Start of RECORD EXTRACTS

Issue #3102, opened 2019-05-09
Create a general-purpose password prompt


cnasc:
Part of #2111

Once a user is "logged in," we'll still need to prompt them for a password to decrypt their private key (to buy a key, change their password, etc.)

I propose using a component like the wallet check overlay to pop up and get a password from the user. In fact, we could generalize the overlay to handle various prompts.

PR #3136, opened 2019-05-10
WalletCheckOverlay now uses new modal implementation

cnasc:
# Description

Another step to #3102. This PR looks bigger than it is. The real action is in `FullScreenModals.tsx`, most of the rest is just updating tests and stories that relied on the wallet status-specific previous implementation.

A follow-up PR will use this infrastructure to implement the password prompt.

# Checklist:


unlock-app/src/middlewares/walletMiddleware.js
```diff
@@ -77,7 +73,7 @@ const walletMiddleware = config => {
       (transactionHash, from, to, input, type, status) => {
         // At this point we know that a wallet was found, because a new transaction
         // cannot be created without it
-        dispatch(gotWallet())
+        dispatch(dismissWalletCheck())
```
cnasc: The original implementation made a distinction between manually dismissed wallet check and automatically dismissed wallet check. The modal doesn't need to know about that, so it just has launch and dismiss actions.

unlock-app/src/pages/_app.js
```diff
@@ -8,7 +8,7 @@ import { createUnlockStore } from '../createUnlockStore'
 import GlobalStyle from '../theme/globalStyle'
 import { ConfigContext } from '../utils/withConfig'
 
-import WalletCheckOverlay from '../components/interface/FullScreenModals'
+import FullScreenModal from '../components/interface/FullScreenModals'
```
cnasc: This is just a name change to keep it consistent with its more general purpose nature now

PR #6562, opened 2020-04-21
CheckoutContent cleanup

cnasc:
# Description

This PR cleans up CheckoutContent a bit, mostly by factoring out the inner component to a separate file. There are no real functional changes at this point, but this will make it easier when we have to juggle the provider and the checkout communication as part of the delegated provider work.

End of RECORD EXTRACTS

## WORK INSTRUCTION
Work out how many lines in the records above contain the word "interface", and reply with that number alone.

## ANSWER TO THE EXERCISE
2